In 1971, he founded the Abe Studio, an acting studio in Tokyo.[7] Until the end of the decade, he trained performers and directed plays. The decision to found the studio came two years after he first directed his own work in 1969, a production of The Man Who Turned Into A Stick. The production’s sets were designed by Abe’s wife, and Hisashi Igawa starred. Abe had become dissatisfied with ability of the theatre to materialize the abstract, reducing it to a passive medium. Until 1979, he wrote, directed, and produced 14 plays at the Abe Studio. He also published two novels, Box Man (1973) and Secret Rendezvous (1977), alongside a series of essays, musical scores, and photographic exhibits.[7] The Seibu Theater, an avant-garde theater in the new department store Parco, was allegedly established in 1973 specifically for Abe, though many other artists were given the chance to use it. The Abe Studio production of The Glasses of Love Are Rose Colored (1973) opened there. Later, the entirety of the Seibu Museum was used to present one of Abe’s photographic works, An Exhibition of Images: I.[7]

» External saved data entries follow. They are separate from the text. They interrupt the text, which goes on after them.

PR #415, opened 2024-07-29
mgrpxy: expose port on IPv6 network (bsc#1227951)

mbussolotto:
## What does this PR change?

followup of https://github.com/uyuni-project/uyuni-tools/pull/406. Same changes should be present in `mgrpxy`.

## Test coverage
- No tests
- [x] **DONE**

## Links

Issue(s): https://github.com/SUSE/spacewalk/issues/24848

- [x] **DONE**

## Changelogs

- [ ] No changelog needed

# Before you merge

### DIFF
--- a/mgrpxy/shared/templates/pod.go
+++ b/mgrpxy/shared/templates/pod.go
@@ -33,6 +33,9 @@ ExecStartPre=/bin/sh -c '/usr/bin/podman pod create --infra-conmon-pidfile %t/uy
 		--network {{ .Network }} \
         {{- range .Ports }}
         -p {{ .Exposed }}:{{ .Port }}{{ if .Protocol }}/{{ .Protocol }}{{ end }} \
+        {{- if $.IPV6Enabled }}
+	-p [::]:{{ .Exposed }}:{{ .Port }}{{if .Protocol}}/{{ .Protocol }}{{end}} \
+        {{- end }}
         {{- end }}
 		--replace ${PODMAN_EXTRA_ARGS}'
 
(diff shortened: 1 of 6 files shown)


mgrpxy/shared/templates/pod.go
```diff
@@ -33,6 +33,7 @@ ExecStartPre=/bin/sh -c '/usr/bin/podman pod create --infra-conmon-pidfile %t/uy
 		--network {{ .Network }} \
         {{- range .Ports }}
         -p {{ .Exposed }}:{{ .Port }}{{ if .Protocol }}/{{ .Protocol }}{{ end }} \
+	-p [::]:{{ .Exposed }}:{{ .Port }}{{if .Protocol}}/{{ .Protocol }}{{end}} \
```
vzhestkov, line 36: I think `[::]` is making it listening for IPv6 and IPv4 as well (at least it works this way with `salt-broker` directly), so 2 entries could be redundant here, but as @aaannz mentioned maybe it makes sense to check if IPv6 is enabled in the network as it's made in `mgradm` case, but I'm not fully sure here as I'm not deep familiar with `podman` network internals.

mbussolotto:
@aaannz @vzhestkov yes, this would work also if ipv6 is disabled. I followed what we implemented for server and trying to keep it simplest as possible, but enabling it just when `ipv6` is enabled is not complicated. I'll go with this change

vzhestkov:
Hmm, it's really interesting. With `salt-broker` if it's set to listen to `[::]` it makes it responsive for both IPv6 and IPv4, but in case of `conmon` with podman it looks like we need to have it listening to both `[::]` and `0.0.0.0`.

vzhestkov (approved):
:+1:

cbosdo (approved):

PR #416, opened 2024-07-30
use scc flags during podman pull

mbussolotto:
## What does this PR change?

use scc flags during podman pull

## Test coverage
- No tests

- [x] **DONE**

## Links

Issue(s): #

- [x] **DONE**

## Changelogs

- [ ] No changelog needed

# Before you merge

### DIFF
--- a/shared/podman/login.go
+++ b/shared/podman/login.go
@@ -9,15 +9,24 @@ import (
 	"fmt"
 	"os"
 
+	"github.com/rs/zerolog/log"
 	. "github.com/uyuni-project/uyuni-tools/shared/l10n"
+	"github.com/uyuni-project/uyuni-tools/shared/types"
 	"github.com/uyuni-project/uyuni-tools/shared/utils"
 )
 
 // PodmanLogin logs in the registry.suse.com registry if needed and returns an authentication file, a cleanup function and an error.
-func PodmanLogin(hostData *HostInspectData) (string, func(), error) {
-	if hostData.SccPassword != "" && hostData.SccUsername != "" {
+func PodmanLogin(hostData *HostInspectData, scc types.SCCCredentials) (string, func(), error) {
+	scc_user := hostData.SccUsername
+	scc_password := hostData.SccPassword
+	if scc.User != "" && scc.Password != "" {
+		log.Info().Msg(L("SCC credentials parameters will be used. SCC credentials from host will be ignored."))
+		scc_user = scc.User
+		scc_password = scc.Password
+	}
+	if scc_user != "" && scc_password != "" {
 		// We have SCC credentials, so we are pretty likely to need registry.suse.com
-		token := base64.StdEncoding.EncodeToString([]byte(fmt.Sprintf("%s:%s", hostData.SccUsername, hostData.SccPassword)))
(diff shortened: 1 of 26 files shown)


cbosdo (approved):
And now I already smell the question: "where are `--scc-*` parameters on `mgrpxy`?"... Same for kubernetes: we probably will need to add a secret to use for registry using those

mbussolotto:
> And now I already smell the question: "where are --scc-* parameters on mgrpxy?

@cbosdo since it was a 5 min work, I added the flag also for mgrpxy :) I re-asked for review

shared/podman/login.go
```diff
@@ -9,15 +9,27 @@ import (
...
-	if hostData.SccPassword != "" && hostData.SccUsername != "" {
+func PodmanLogin(hostData *HostInspectData, scc types.SCCCredentials) (string, func(), error) {
+	scc_user := hostData.SccUsername
+	scc_password := hostData.SccPassword
+	if scc.User != "" {
+		log.Info().Msg(L("scc-user flag will be used. SCCCredentials in host machine will be ignored."))
+		scc_user = scc.User
+	}
+	if scc.Password != "" {
+		log.Info().Msg(L("scc-password flag will be used. SCCCredentials in host machine will be ignored."))
```
cbosdo, line 27: I would group this warning with the other. If we have only `--scc-user` set we cannot pick the password from the host as it likely wouldn't match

The Abe Studio provided a foil for much of the contemporary scene in Japanese theater, contrasting with the Haiyuza‘s conventional productions, opting to focus on dramatic, as opposed to physical, expression. It was a safe space for young performers, whom Abe would often recruit from the Toho Gakuen College in Chofu City, on the outskirts of Tokyo, where he taught. The average age of the performers in the studio was about 27 throughout the decade, as members left and fresh faces were brought in. Abe “deftly” handled issues arising from difference in stage experience.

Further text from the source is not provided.